The Forging of Fantom
Page 4
Too true they would, as their cry of acclaim testified!
But Jaraj was not yet done.
‘The beast!’ he cried. ‘The ravisher! Yet will I not for my honour’s sake let such a creature live to blight another dawn.’
He was growing quite poetic in his nastiness. I had begun to feel soothed by the mastery of Godislav’s oration to the men, but now it occurred to me that I might still be the sop he would casually toss to the waiting maws. This feeling was confirmed when Godislav laughed in response to Jaraj’s demand and turning called for me to come out of the house.
Slowly, clutching my two pistols under the loose-sleeved robe I had put on, I emerged. Jaraj stepped forward, triumphant, his sword in his hand. I was on the point of producing my pistols and blasting that ugly soul to perdition when Godislav laughed again.
‘Here he is, the beast, the ravisher! This is the creature against whose nightly excursions you must lock your doors and bar your windows! When they hear in Senj of Jaraj’s courage in tracking down and slaughtering this monster, how they will cry out in wonderment and admiration!’
His irony won an immediate response. Men began to laugh. Then one called out, ‘Aye, and when they see Dusanka, they will wonder why we did not protect the beast against the maiden!’

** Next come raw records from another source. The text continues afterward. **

PR #5856, opened 2026-08-25
Mark orders awaiting payment in the session so carts clear after redirect payments

### LINKED ISSUE #5854: Amazon Pay redirect flow does not clear cart on mobile, can cause duplicate orders
### Description

When a customer uses Amazon Pay on mobile (Chrome/Android), the payment completes successfully but the cart is not cleared. When this occurs, the customer sees a full cart, assumes the payment failed, and places the order again with a different payment method, resulting in two paid orders for the same items.

### Steps to reproduce

On a mobile device (Android/Chrome), add items to cart
Proceed to checkout and select Amazon Pay
Complete the Amazon Pay authorization on Amazon's site
Get redirected back to the store

### Expected behavior

Cart is cleared, customer sees the order confirmation page.

### Actual behavior
Payment succeeds (charge confirmed, order status moves to Processing), but the cart retains all items. Customer navigates back to checkout and can place (and pay for) the same order again.

### Root cause
WC()->cart->empty_cart() is session-dependent. It requires the customer's browser session cookie to identify which cart to clear. On redirect-based payment methods like Amazon Pay, the return redirect on mobile can lose the session cookie (new tab, cross-domain cookie restrictions, mobile browser context switching). The Stripe webhook confirms the payment server-side, but webhooks run without a browser session and cannot clear the cart.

At this Jaraj turned angrily to seek the speaker in the crowd, and Godislav took the opportunity to step between me and the lieutenant.
Putting his arm around my shoulders he said, ‘Fear not for your virgins, men. I shall take this lusty youngster with me to Venice where they are not so careful of their womenfolk. This lad’s weapon may yet wreak more vengeance on those proud Italians than Jaraj’s sword could ever do!’
So saying he led me back into the house and, locking the door behind him, let out a long sigh of relief.
‘Oh Carlo, Carlo!’ he said to me in his own language. ‘I had not thought you would risk Jaraj’s wrath again! Have I taught you nothing?’
For answer I brought my loaded pistols out of the voluminous sleeves of my gown and laid them on the table.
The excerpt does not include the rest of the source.